Он был почти поражен тем, что она говорит, мыслит. Звонкость ее голоса изумила его, как будто он никогда раньше его не слышал.
Он ответил наугад и с трудом улыбнулся, чтобы скрыть свое грубое и вполне определенное желание. Он стал неловок и неуклюж. Она словно и не заметила этого. Она казалась довольной. Его низкий голос, заволакиваясь и замирая, ласкал ее помимо ее воли. Она, так же как и он, говорила ничего не значащие слова:
– Какой прекрасный вид! Какой теплый день!
XII
Утром, еще покоясь на подушке с вышитым гербом в виде колокола, Тереза думала о вчерашних прогулках, о нежных мадоннах, об ангелах, окружающих их, об этих бесчисленных детях, всегда прекрасных, всегда счастливых, – созданиях живописца или скульптора, – простосердечно поющих по всему городу хвалу благодати и красоте. В знаменитой капелле Бранкаччи, перед бледными и блистательными, как божественная заря, фресками Дешартр рассказывал ей о Мазаччо языком столь ярким и живым, что ей показалось, точно она видит его, этого юного мастера из мастеров, с полуоткрытым ртом, с мрачным взглядом синих глаз, рассеянного, смертельно томного, зачарованного. И она полюбила эти чудеса, порожденные рассветом более прекрасным, чем самый день. Дешартр был для нее душою этих великолепных форм, мыслью этих благородных произведений. Лишь через него, лишь в нем понимала теперь она искусство и жизнь. Зрелище мира занимало ее лишь в той мере, в какой оно занимало его.
Как возникла в ней эта симпатия? Она в точности не помнила.
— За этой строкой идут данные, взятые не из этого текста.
PR #2881, opened 2023-10-16
Fix lcms2 build

sboukortt:


lib/jxl/cms/jxl_cms.cc
```diff
@@ -49,7 +49,7 @@
 namespace jxl {
 namespace {
 
-using jxl::cms::ColorEncoding;
+using ::jxl::cms::ColorEncoding;
```
sboukortt, line 52: (Not a build fix, just a drive-by https://abseil.io/tips/119 fix)

eustas (dismissed):
Thanks

mo271 (approved):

Сперва, когда Поль Ванс захотел представить ей Дешартра, у нее вовсе не было желания с ним познакомиться, вовсе не было предчувствия, что он ей понравится. Она припоминала изысканные бронзовые и восковые фигуры его работы, обращавшие на себя внимание на выставке Марсова поля или у Дюран-Рюэля [79]79
…на выставке Марсова поля и у Дюран-Рюэля. – На Марсовом поле в Париже Академия художеств регулярно организовывала выставки произведений современных художников. В салоне Дюран-Рюэля, как правило, выставлялись произведения импрессионистов.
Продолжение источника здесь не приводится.